Customers could order pizzas at magically low prices
which would be prepared and baked with wizardry instead of
wood-fire ovens and costly employees, and the pizzas would
be delivered mere seconds or minutes after they came out of
the magic oven.
Arthur Weasley gets rich, customers get amazing pizzas.
What's the harm?
Frankly, there just doesn't seem to be
enough space in the tiny wizarding world for every
graduating wizard and witch to secure a job in the native
economy. Sounds
exactly like many an African economy of the past and the
American economy today.
How many aurors (parallel: lawyers), aspiring pro
league quidditch players (NBA basketball players, golf pros,
soccer stars), and Gringotts consultants (investment
bankers) does the world really need?
What if a wizard wants to pursue a more mundane
activity, like act on stage, work as a gay prostitute, or
write the next great novel?
To become noted in any of those vocations involves
magic, but a different kind of magic, one not taught at
Hogwarts and available to any mere mortal with the right
gifts or practice.
There are more and better opportunities for those
jobs and experiences in the muggle world.

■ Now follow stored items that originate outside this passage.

PR #568, opened 2016-02-08
(RK-208) Namespace R10K::API methods

scotje:


andersonmills:
:+1: This sucker's big, and to the best of my knowledge it organizes all the things. (I did look for every method in the original api.rb.) As we increase test coverage and usage of this we may find a thing or two that we missed, but I think this looks good, and will allow us to move forward.

PR #570, opened 2016-02-11
(RK-206) add ssh transport to rjgit

andersonmills:
This commit uses the new ssh transport functionality of rjgit to allow
users to use ssh to connect to remote git repositories.

### DIFF
--- a/lib/r10k/git/rjgit.rb
+++ b/lib/r10k/git/rjgit.rb
@@ -66,14 +66,12 @@ module R10K
           raise R10K::Git::GitError.new("CloneCommand requires that local parent directory (#{local_parent}) already exist.")
         end
 
-        if opts[:private_key] || opts[:username]
-          raise NotImplementedError, "RJGit does not support SSH transport."
-        end
-
         clone_opts = {
           branch: :all,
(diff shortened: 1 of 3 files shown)


lib/r10k/git/rjgit.rb
```diff
@@ -66,14 +66,12 @@ def clone(remote, local, opts={})
...
-        if opts[:private_key] || opts[:username]
-          raise NotImplementedError, "RJGit does not support SSH transport."
-        end
-
         clone_opts = {
           branch: :all,
           is_bare: opts[:bare],
         }
+        clone_opts = clone_opts.merge(private_key_file: opts[:private_key]) if opts[:private_key]
+        clone_opts = clone_opts.merge(username: opts[:username]) if opts[:username]
```
scotje: Is the merge approach for consistency with somewhere else in the code? seems like assigning directly into a key of clone_opts (`clone_opts[:private_key_file] = opts[:private_key] if opts[:private_key]`) would be a little simpler (ditto for fetch_opts below)

scotje:
:+1:

PR #571, opened 2016-02-12
(RK-220) Fail early when git private key is unreadable

adrienthebo:
When r10k was using rugged and Git SSH remotes with pubkey
authentication, r10k didn't check if the specified SSH key was readable
and let rugged do that checking. However rugged's error messaging around
this was less than clear when the private key was missing or unreadable
which users found confusing. This commit remedies the error messaging by
doing the check inside of r10k and failing early with a more readable
message.


scotje:
:+1: 

Will merge is Travis ever fixes itself...

scotje:
Manually running the spec tests on all the rubies....

scotje:
OK, tested in JRuby 1.7.22, and MRI 1.9.x, 2.0.0-p353, 2.1.6, and 2.2.0.

PR #572, opened 2016-02-12
(RK-154) Move repository config from a hash to a list.

adreyer:
We may eventually want an ordering to the repository specific configs.
Also it's painful to work with complex YAML keys with some tools.

### DIFF
--- a/lib/r10k/git.rb
+++ b/lib/r10k/git.rb
@@ -135,5 +135,9 @@ module R10K
     def_setting_attr :private_key
     def_setting_attr :username
     def_setting_attr :repositories, {}
+
+    def self.get_repo_settings(remote)
+      self.settings[:repositories].find {|r| r[:remote] == remote }
+    end
   end
 end
--- a/lib/r10k/settings.rb
+++ b/lib/r10k/settings.rb
@@ -30,18 +30,19 @@ module R10K
         }),
 
         Definition.new(:repositories, {
-          :desc => "Repository specific configuration.",
-          :default => {},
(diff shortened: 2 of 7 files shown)


lib/r10k/git.rb
```diff
@@ -135,5 +135,11 @@ def self.reset!
     def_setting_attr :private_key
     def_setting_attr :username
     def_setting_attr :repositories, {}
+
+    def self.get_repo_settings(remote)
+      logger.error self.settings[:repositories]
```
scotje: remove

lib/r10k/git.rb
```diff
@@ -135,5 +135,11 @@ def self.reset!
...
+
+      self.settings[:repositories].select {|r| r[:remote] == remote }.first
```
scotje: can use `detect` or `find` here

lib/r10k/settings.rb
```diff
@@ -30,18 +30,20 @@ def self.git_settings
...
-            # but in this case it makes sense to have string hash keys. This normalization undoes the
-            # hash key symbolization.
-            repositories.inject({}) do |retval, (key, value)|
-              retval[key.to_s] = value
+        :desc => "Repository specific configuration.",
+        :default => [],
+        :normalize => lambda do |repositories|
+        # The config file loading logic recursively converts hash keys that are strings to symbols,
+        # but in this case it makes sense to have string hash keys. This normalization undoes the
+        # hash key symbolization.
```
scotje: update comment to reflect new behavior

PR #573, opened 2016-02-17
(RK-209) Implement forge download, cache and install

andersonmills:
This commit implements download, cache and install for forge modules.

### DIFF
--- a/lib/r10k/api/modules.rb
+++ b/lib/r10k/api/modules.rb
@@ -3,6 +3,8 @@ require 'r10k/api/util'
 
 require 'r10k/logging'
 
+require 'puppet_forge'
+
 module R10K
   module API
     # Namespace containing R10K::API methods that interact primarily with one or more modules.
@@ -123,12 +125,19 @@ module R10K
             git.clean(path, git_dir: git_dir, force: true)
           end
         when :forge
-          tarball_cachedir = cachedir_for_forge_module(mod[:source], opts[:cachedir])
+          release_slug = release_slug_from_module_slug_version(mod[:source], mod[:resolved_version])
+          cachedir = opts[:cachedir] 
+          unpackdir = File.join(cachedir, 'unpack')
+          if !File.directory?(unpackdir)
+            FileUtils.mkdir_p(unpackdir)
+          end
 
-          # TODO: cache tarball
+          forge_opts = opts[:forge] || {}
+          release_tarball = get_cached_forge_release(release_slug, cachedir, false, forge_opts)
 
-          # TODO: use PuppetForge::Unpacker?
-          raise NotImplementedError
+          tmpdir = Dir.mktmpdir(release_slug, unpackdir)
+          PuppetForge::Unpacker.unpack(release_tarball, path, tmpdir)
+
         else
           raise NotImplementedError
         end
@@ -162,12 +171,11 @@ module R10K
           if !mod[:deployed_version]
             resolve_to = :latest
           else
-            resolve_to = mod[:deployed_version]
+            # this is the short circuit where the deployed version and the resolved version are the same and no forge search is required
+            mod[:resolved_version] = mod[:deployed_version]
+            return mod
           end
         end
-
-        # FIXME: if somehow they have a deployed but unpinned module whose version doesn't exist on Forge, this will
-        # currently fail to resolve
 
         begin
           # TODO: Filter out deleted releases?
@@ -195,6 +203,53 @@ module R10K
       end
       private_class_method :resolve_forge_module
 
+      # Cache a specific module release tarball from the Puppet Forge.
+      #
+      # @param release_slug [String] Hyphen separated namespace, module name, and release of the module to be cached or updated. (E.g. "puppetlabs-apache")
+      # @param force [Boolean] Whether or not to overwrite an existing release tarball if present.
+      # @option opts [String] :cachedir Base path where caches are stored.
+      # @option opts [Hash] :forge Additional options to control interaction with a Puppet Forge API implementation.
+      # @return [String] Returns the full path to the tarball on success, raises on failure.
+      # @raise [RuntimeError]
+      # @api private
+      def self.get_cached_forge_release(release_slug, cachedir, force = false, forge_opts = {})
+        module_slug = module_slug_from_release_slug(release_slug)
+        tarball_cachedir = cachedir_for_forge_module(module_slug, cachedir)
+
+        # TODO: Implement forge options, probably with supporting code in puppet_forge gem.
+        if !forge_opts.empty?
+          raise NotImplementedError "Updating the forge cached modules does not support forge options: #{forge_opts}"
+        end
+
+        if !File.directory?(tarball_cachedir)
+          FileUtils.mkdir_p(tarball_cachedir)
+        end
+
+        final_destination = File.join(tarball_cachedir, release_slug + ".tar.gz")
+
+        if !File.exists?(final_destination) || force
+
+          Dir.mktmpdir(release_slug, tarball_cachedir) do |tmpdir|
+            tmp_destination = File.join(tmpdir, release_slug + ".tar.gz")
+
+            begin
+              PuppetForge::Release.find(release_slug).tap do |release|
+                release.download(Pathname(tmp_destination))
+                release.verify(Pathname(tmp_destination))
+              end
+            rescue PuppetForge::ReleaseNotFound, PuppetForge::ReleaseForbidden => e
+              raise RuntimeError.new, e.message, e.backtrace
+            rescue PuppetForge::V3::Release::ChecksumMismatch => e
+              raise RuntimeError.new, "The checksum of the downloaded tarball does not match. #{e.message}", e.backtrace
+            end
+
+            FileUtils.mv(tmp_destination, final_destination, force: true)
+          end
+        end
+
+        return final_destination
+      end
+      private_class_method :get_cached_forge_release
     end
   end
 end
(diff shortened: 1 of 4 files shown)


lib/r10k/api/modules.rb
```diff
@@ -123,12 +125,22 @@ def write_module(module_name, env_map, path, opts={})
...
 
-          # TODO: cache tarball
+          unpack_tmpdir = cachedir_for_forge_module([release_slug, 'unpack'].join('-'), cachedir)
+
+          release_tarball = get_cached_forge_release(release_slug, cachedir, false, opts[:forge])
+
+          ## Unpack the files to a given directory
+          # @raise RuntimeError if it fails to extract the contents of the release tarball
+          begin
+            Dir.mktmpdir(release_slug, unpack_tmpdir) do |tmpdir|
```
adreyer: Where does this end up putting stuff? Can we simplify it at all.

lib/r10k/api/util.rb
```diff
@@ -31,6 +31,14 @@ def cachedir_for_forge_module(module_slug, cachedir=nil)
         return File.join(cachedir, 'forge', module_slug)
       end
 
+      def module_slug_from_release_slug(release_slug)
```
adreyer, line 34: Are we sure we won't get '/' modules at this point?

lib/r10k/api/modules.rb
```diff
@@ -195,6 +207,53 @@ def self.resolve_forge_module(mod, opts={})
...
+      # @option opts [Hash] :forge Additional options to control interaction with a Puppet Forge API implementation.
+      # @return [String] Returns the full path to the tarball on success, raises on failure.
+      # @raise [RuntimeError]
+      # @api private
+      def self.get_cached_forge_release(release_slug, cachedir, force = false, forge_opts = {})
+        module_slug = module_slug_from_release_slug(release_slug)
+        tarball_cachedir = cachedir_for_forge_module(module_slug, cachedir)
+
+        # TODO: Implement forge options, probably with supporting code in puppet_forge gem.
+        if !forge_opts.empty?
```
adreyer, line 220: Is there a ticket for this?

lib/r10k/api/modules.rb
andersonmills: Currently, it goes to something like
/tmp/forge/gozar-amodule-0.1.0-unpack/gozar-amodule-0.1.020160217-31443-1ctpusx
Where "/tmp" is the specified cachedir.

I think `Dir.mktmpdir('', unpack_tmdir)` would be just as clear. Then it would be
/tmp/forge/gozar-amodule-0.1.0-unpack/20160217-31443-vr94g9

lib/r10k/api/modules.rb
andersonmills, line 220: RK-218.

lib/r10k/api/util.rb
andersonmills, line 34: This is not the only place where we need to handle /'s. RK-225 is created to asses and fix the slash-dash issue.

lib/r10k/api/modules.rb
```diff
@@ -123,12 +125,22 @@ def write_module(module_name, env_map, path, opts={})
...
+
+          release_tarball = get_cached_forge_release(release_slug, cachedir, false, opts[:forge])
+
+          ## Unpack the files to a given directory
+          # @raise RuntimeError if it fails to extract the contents of the release tarball
+          begin
+            Dir.mktmpdir(release_slug, unpack_tmpdir) do |tmpdir|
+              PuppetForge::Unpacker.unpack(release_tarball, path, tmpdir)
+            end
+          rescue
```
adrienthebo: Why are we swallowing all exceptions here?

lib/r10k/api/modules.rb
```diff
@@ -195,6 +207,53 @@ def self.resolve_forge_module(mod, opts={})
...
+      # @return [String] Returns the full path to the tarball on success, raises on failure.
+      # @raise [RuntimeError]
+      # @api private
+      def self.get_cached_forge_release(release_slug, cachedir, force = false, forge_opts = {})
+        module_slug = module_slug_from_release_slug(release_slug)
+        tarball_cachedir = cachedir_for_forge_module(module_slug, cachedir)
+
+        # TODO: Implement forge options, probably with supporting code in puppet_forge gem.
+        if !forge_opts.empty?
+          raise NotImplementedError "Updating the forge cached madules does not support forge options: #{forge_opts}"
```
adrienthebo: "madules"

adrienthebo:
Travis-CI isn't reporting the status of this build on this page but appears to be running jobs; I'm going to do some poking to figure out what's going on.

lib/r10k/api/modules.rb
andersonmills: That was the leftover of actually catching the RuntimeError first. Thanks for catching that.

lib/r10k/api/modules.rb
andersonmills: Thonks!

lib/r10k/api/modules.rb
```diff
@@ -123,12 +125,19 @@ def write_module(module_name, env_map, path, opts={})
...
-          tarball_cachedir = cachedir_for_forge_module(mod[:source], opts[:cachedir])
+          release_slug = release_slug_from_module_slug_version(mod[:source], mod[:resolved_version])
+          cachedir = opts[:cachedir]
 
-          # TODO: cache tarball
+          unpack_tmpdir = cachedir_for_forge_module([release_slug, 'unpack'].join('-'), cachedir)
+
+          release_tarball = get_cached_forge_release(release_slug, cachedir, false, opts[:forge])
+
+          begin
```
adrienthebo: This `begin/end` block seems to be meaningless - there's no ensure or rescue statement so it doesn't seem to do anything. Am I missing something?

lib/r10k/api/modules.rb
```diff
@@ -123,12 +125,19 @@ def write_module(module_name, env_map, path, opts={})
...
+            Dir.mktmpdir(release_slug, unpack_tmpdir) do |tmpdir|
```
adrienthebo: The docs for `Dir.mktmpdir` indicate that the block form will remove the tmpdir before returning:

```
If a block is given, it is yielded with the path of the directory. The
directory and its contents are removed using FileUtils.remove_entry before
Dir.mktmpdir returns. The value of the block is returned.
```

Is this using a tmpdir to unpack and then copying the contents from the tmpdir to the final location?

andersonmills: Yep. That _is_ what this is doing.

lib/r10k/api/modules.rb
```diff
@@ -195,6 +202,53 @@ def self.resolve_forge_module(mod, opts={})
...
+          Dir.mktmpdir(release_slug, tarball_cachedir) do |tmpdir|
+            tmp_destination = File.join(tmpdir, release_slug + ".tar.gz")
+
+            begin
+              PuppetForge::Release.find(release_slug).tap do |release|
+                release.download(Pathname(tmp_destination))
+                release.verify(Pathname(tmp_destination))
+              end
+            rescue PuppetForge::ReleaseNotFound, PuppetForge::ReleaseForbidden => e
+              raise RuntimeError.new e.message
```
adrienthebo: This should include the backtrace from the original error; otherwise this will generate a new backtrace and may hide where the error actually came from. https://github.com/puppetlabs/r10k/blob/master/lib/r10k/errors.rb#L10-L22 implements exception wrapping which might come in handy here.

adrienthebo:
I have one more minor comment, but things seem generally good to me. :+1: for me, though @adreyer may have additional concerns.

lib/r10k/api/modules.rb
```diff
@@ -123,12 +125,17 @@ def write_module(module_name, env_map, path, opts={})
             git.clean(path, git_dir: git_dir, force: true)
           end
         when :forge
-          tarball_cachedir = cachedir_for_forge_module(mod[:source], opts[:cachedir])
+          release_slug = release_slug_from_module_slug_version(mod[:source], mod[:resolved_version])
+          cachedir = opts[:cachedir]
 
-          # TODO: cache tarball
+          unpack_tmpdir = cachedir_for_forge_module([release_slug, 'unpack'].join('-'), cachedir)
```
adreyer: perhaps this should just be `join(cachedir, unpack)` or `join(cachedir,unpack,release_slug)`. This shouldn't be considered API so I guess it doesn't block the merge.

lib/r10k/api/modules.rb
```diff
@@ -123,12 +125,19 @@ def write_module(module_name, env_map, path, opts={})
...
+          release_slug = release_slug_from_module_slug_version(mod[:source], mod[:resolved_version])
+          cachedir = opts[:cachedir] 
+          unpackdir = File.join(cachedir, 'unpack')
+          if !File.directory?(unpackdir)
+            FileUtils.mkdir_p(unpackdir)
+          end
 
-          # TODO: cache tarball
+          forge_opts = opts[:forge] || {}
+          release_tarball = get_cached_forge_release(release_slug, cachedir, false, forge_opts)
```
scotje, line 136: Do we need to set the force option from opts? I guess it depends what we are "forcing"

lib/r10k/api/modules.rb
```diff
@@ -162,13 +171,13 @@ def self.resolve_forge_module(mod, opts={})
           if !mod[:deployed_version]
             resolve_to = :latest
           else
-            resolve_to = mod[:deployed_version]
+            # this is the short circuit where the deployed version and the resolved version are the same and no forge search is required
+            #resolve_to = mod[:deployed_version]
```
scotje: can get rid of the commented line

lib/r10k/api/modules.rb
andersonmills, line 136: Through in-person discussion, we decided no.

PR #575, opened 2016-02-24
(RK-218) stateless forge opts to puppet forge

andersonmills:
This commit changes to using puppet_forge's new stateless requests.

This is currently based on #573 and in parallel with forge-ruby#26


scotje:
:+1: when Travis is green

PR #2663, opened 2016-11-08
Fuzz Tests for RTVS side message protocol

### LINKED ISSUE #2660: Fuzz Test RTVS side message protocol

karthiknadig:
Fixes #2660

### DIFF
--- a/src/Host/Protocol/Impl/Message.cs
+++ b/src/Host/Protocol/Impl/Message.cs
@@ -39,7 +39,7 @@ namespace Microsoft.R.Host.Protocol {
 
         private Message() { }
 
-        public static Message Create(byte[] data) {
+        public static Message Parse(byte[] data) {
             Message message = new Message();
             try {
                 int offset = 0;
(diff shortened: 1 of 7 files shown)


AlexanderSher:
👍

src/Host/Protocol/Impl/Message.cs
```diff
@@ -36,37 +37,42 @@ public class Message {
             Blob = blob ?? new byte[0];
         }
 
-        public Message(byte[] data) {
+        private Message() { }
+
+        public static Message Create(byte[] data) {
```
int19h: What is the benefit of having a factory method here rather than constructor?

karthiknadig: It was just a style choice. I did not want to put parsing code in the constructor.

int19h: That's a good point. But let's call it `Parse` then.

Wizards and witches are still humans in
the end.
They age, mate, and die just like any human.
They can get fat from overeating and presumably
suffer from heart disease, diabetes, cancer, and other
debilitating diseases, although magical medical care may be
more successful in treating the ailment.
If I were a powerful wizard, I'd want the entire
world as my easel on which to draw, not two hundredths of a
percent of it.
Hogwarts has large fixed expenses.
Any serious drop in the wizarding fertility rate
means less future enrollees and subsequent tuition rises
well above the rate of galleon inflation.
Harry Potter's grandkids wouldn't be crazy to
consider enrolling in muggle community colleges instead and
attend magic classes at night school as Hogwarts gets
converted into a magical bed & breakfast.